▶ EXERCISE REQUIREMENTS: Reproduce the records word for word, from the first line to the line containing "https://github.com/symfony/symfony/issues/22712".

DATA SUPPLIED section start

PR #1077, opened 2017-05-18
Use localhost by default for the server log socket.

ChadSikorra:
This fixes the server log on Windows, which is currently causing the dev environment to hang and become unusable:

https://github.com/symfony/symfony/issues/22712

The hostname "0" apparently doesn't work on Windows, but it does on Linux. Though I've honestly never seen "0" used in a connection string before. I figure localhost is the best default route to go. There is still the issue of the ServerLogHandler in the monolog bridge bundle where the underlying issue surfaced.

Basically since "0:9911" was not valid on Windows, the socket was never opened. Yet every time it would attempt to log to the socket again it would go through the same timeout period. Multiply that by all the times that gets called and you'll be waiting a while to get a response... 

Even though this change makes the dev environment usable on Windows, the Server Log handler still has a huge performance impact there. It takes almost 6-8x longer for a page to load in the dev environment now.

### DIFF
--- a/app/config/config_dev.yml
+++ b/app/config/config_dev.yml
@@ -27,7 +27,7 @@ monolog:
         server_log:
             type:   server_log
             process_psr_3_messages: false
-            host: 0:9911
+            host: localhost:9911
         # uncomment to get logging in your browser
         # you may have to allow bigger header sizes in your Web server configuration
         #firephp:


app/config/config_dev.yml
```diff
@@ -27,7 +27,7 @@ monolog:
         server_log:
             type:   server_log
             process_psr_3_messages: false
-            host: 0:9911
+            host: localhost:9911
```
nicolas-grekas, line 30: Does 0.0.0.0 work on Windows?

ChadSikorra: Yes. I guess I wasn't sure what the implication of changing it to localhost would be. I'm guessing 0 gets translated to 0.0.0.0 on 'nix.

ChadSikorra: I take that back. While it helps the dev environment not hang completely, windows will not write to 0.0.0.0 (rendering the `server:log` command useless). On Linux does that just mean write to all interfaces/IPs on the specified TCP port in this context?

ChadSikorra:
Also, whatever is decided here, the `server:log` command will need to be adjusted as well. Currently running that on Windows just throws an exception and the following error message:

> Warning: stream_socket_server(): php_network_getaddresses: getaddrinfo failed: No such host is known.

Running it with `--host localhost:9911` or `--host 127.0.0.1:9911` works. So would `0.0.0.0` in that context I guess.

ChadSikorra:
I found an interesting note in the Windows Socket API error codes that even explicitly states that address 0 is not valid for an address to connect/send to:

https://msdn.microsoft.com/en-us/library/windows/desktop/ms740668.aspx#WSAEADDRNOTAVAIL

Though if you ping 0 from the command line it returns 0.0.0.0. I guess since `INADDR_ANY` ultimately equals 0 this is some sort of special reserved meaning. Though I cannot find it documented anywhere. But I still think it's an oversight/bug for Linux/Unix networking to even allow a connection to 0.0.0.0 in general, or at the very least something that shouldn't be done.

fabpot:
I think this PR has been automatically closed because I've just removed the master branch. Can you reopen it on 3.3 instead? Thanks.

DATA SUPPLIED section end

▶ YOUR RESPONSE:
PR #1077, opened 2017-05-18
Use localhost by default for the server log socket.

ChadSikorra:
This fixes the server log on Windows, which is currently causing the dev environment to hang and become unusable:

https://github.com/symfony/symfony/issues/22712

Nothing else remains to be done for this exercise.